A shock outcome of a review into the future viability of Doncaster Sheffield Airport in the UK has concluded that “no tangible proposals have been received regarding the ownership of the airport or which address the fundamental lack of financial viability.”
As a result, the airport will close from 31 October 2022.
The airport, which spent much of its life as RAF Finningley, was turned into a commercial airport by the Peel Group in 2005. Since then it has become a hub for cargo, low cost and leisure flights, with operators like Wizz Air, TUI and Flybe all having based aircraft there over the years.
It is also home to what was the world’s last flying Avro Vulcan bomber aircraft.
However, a Strategic Review has been ongoing since July following Peel’s admission that the airport is no longer commercially viable, with Wizz Air having pulled out its based aircraft earlier in the year.
According to today’s announcement:
Since the July 2022 announcement of the Strategic Review, Peel has been actively engaging on a weekly basis with local and national political stakeholders, including proactively engaging with working group meetings, primarily led by officers at Doncaster Council, South Yorkshire Mayoral Combined Authority (SYMCA) and the Department for Transport (DfT). Throughout the consultation process up until today, Peel has also been in close contact with the airlines and other aviation users of the Airport. None of these discussions has delivered any tangible results that have changed the Board of DSA or Peel’s clear view that the Airport is and will remain unviable.
Robert Hough, Chairman of Peel Airports Group, which includes Doncaster Sheffield Airport, said: “We recognise that this will come as a great disappointment to many. The intractable problem remains the fundamental and insufficient lack of current or prospective revenue streams, together with the airport’s high operating costs. Our employees have always been DSA’s greatest asset, and we are grateful to them all, past and present, for their dedication and diligence over the years. The immediate priority remains to continue engaging closely with them over the next few weeks.

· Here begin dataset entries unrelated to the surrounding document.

PR #1276, opened 2026-06-07
Resolve cross-domain id references with schema-derived component provides

### LINKED ISSUE #1275: [Bug] Sensor platform ct_clamp can not be added from Add component wizard
### What happened?

When trying to add a CT Clamp component using the Add component wizard, the field Sensor is marked as required, but the form does not allow to select an ADC Component already added to the configuration. If the Add voltage_sampler option is selected, the Choose component wizard filters components by "voltage_sampler", but no component matches the search. Even if the filter is cleared, no ADC component is valid.

Image

### Dashboard version

Latest Beta

### How did you install it?

PyPI

### Where is it running?

Local — Linux

### Relevant logs / errors

```shell

```

### Anything else?

_No response_

bdraco:

Adding a ct_clamp sensor needs a voltage_sampler reference, but the picker found nothing even with an ADC sensor already configured; the providers live under `sensor:`, not a `voltage_sampler:` block, so the frontend's top level scan never matched them.

The catalog now records what interfaces each component can be referenced as. A component's `provides` is derived from its id class plus transitive parents in the schema bundle, matched against the classes that some `use_id` field actually references, keeping only interfaces whose namespace differs from the component's own domain (same domain references already resolve through the existing top level scan). This is exactly how ESPHome resolves `use_id` itself (the `inherits_from` check), so it is deterministic and needs no curated table; matching on the full class, not the namespace, keeps near misses like `cst226::CST226ButtonListener` out.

“As such, DSA will now begin a formal process of consulting with team members. We will do everything we can to minimise the impact of these proposals and work closely with local authorities and agencies to support our employees through what we know will be an extremely difficult period. DSA has remained in contact with union representatives on site throughout and we are committed to ensuring they are updated through every step of this next phase.”
This is a sad time for aviation in the UK, and the loss of the airport will be felt among the staff and operators based there. It also means that saving the Vulcan bomber is likely to only be possibly by dismantling it and removing by road.
The ongoing customers of the airport, which provide passenger and cargo flights, as well as based general aviation and other operators like 2Excel Aviation, will all need to find a new home. It will be interesting to see which airports benefit from this, and what becomes of the airport site going forward.